_Input data_:
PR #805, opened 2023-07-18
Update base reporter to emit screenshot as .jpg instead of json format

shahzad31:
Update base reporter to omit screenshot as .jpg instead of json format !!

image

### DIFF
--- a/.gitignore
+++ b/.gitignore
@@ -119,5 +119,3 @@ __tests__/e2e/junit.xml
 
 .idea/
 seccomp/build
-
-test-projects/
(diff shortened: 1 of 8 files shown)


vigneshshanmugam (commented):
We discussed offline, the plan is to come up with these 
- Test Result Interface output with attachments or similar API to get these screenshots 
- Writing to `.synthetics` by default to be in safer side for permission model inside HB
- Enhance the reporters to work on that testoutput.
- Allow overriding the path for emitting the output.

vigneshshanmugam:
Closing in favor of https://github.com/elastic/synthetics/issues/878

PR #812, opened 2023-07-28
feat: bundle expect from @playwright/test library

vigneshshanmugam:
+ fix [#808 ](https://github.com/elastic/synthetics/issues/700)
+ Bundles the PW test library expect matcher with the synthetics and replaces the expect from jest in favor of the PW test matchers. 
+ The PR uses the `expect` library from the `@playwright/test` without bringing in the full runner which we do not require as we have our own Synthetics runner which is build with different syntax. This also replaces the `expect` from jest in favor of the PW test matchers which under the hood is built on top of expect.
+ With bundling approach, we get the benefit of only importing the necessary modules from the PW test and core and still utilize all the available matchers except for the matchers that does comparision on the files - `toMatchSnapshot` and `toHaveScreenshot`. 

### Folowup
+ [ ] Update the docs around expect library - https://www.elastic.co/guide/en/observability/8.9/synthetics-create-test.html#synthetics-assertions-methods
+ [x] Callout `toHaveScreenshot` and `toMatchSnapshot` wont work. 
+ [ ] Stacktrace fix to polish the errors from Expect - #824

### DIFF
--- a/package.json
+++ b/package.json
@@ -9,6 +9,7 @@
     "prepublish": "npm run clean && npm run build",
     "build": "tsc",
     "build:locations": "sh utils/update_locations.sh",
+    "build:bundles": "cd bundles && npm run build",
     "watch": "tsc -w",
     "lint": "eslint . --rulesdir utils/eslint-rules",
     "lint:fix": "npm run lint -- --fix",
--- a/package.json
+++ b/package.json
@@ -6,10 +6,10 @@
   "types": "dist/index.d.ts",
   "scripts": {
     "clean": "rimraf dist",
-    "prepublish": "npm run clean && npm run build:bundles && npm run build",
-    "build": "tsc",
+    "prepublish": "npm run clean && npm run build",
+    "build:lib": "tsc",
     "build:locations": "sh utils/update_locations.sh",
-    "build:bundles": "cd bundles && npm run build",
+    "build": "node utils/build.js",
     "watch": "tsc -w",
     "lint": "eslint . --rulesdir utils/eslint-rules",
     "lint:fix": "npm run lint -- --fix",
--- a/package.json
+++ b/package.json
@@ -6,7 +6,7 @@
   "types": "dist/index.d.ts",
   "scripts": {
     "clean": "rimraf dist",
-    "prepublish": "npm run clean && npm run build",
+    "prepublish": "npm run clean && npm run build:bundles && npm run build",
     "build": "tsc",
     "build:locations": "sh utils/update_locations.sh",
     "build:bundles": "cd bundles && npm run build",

---

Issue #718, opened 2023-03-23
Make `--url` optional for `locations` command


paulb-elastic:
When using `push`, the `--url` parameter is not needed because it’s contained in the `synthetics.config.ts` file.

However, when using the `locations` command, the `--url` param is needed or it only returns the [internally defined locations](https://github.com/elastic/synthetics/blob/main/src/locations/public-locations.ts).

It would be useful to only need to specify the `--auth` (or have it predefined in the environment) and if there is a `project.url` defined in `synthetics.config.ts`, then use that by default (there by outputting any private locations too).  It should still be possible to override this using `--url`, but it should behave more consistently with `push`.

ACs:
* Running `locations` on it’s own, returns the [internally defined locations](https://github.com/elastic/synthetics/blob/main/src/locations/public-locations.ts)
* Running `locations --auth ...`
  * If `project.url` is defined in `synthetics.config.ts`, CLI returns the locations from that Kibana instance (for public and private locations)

_Your assignment_: Locate the word "Running" in the records above, and return each line that has it.

_Solution for this exercise_:
* Running `locations` on it’s own, returns the [internally defined locations](https://github.com/elastic/synthetics/blob/main/src/locations/public-locations.ts)
* Running `locations --auth ...`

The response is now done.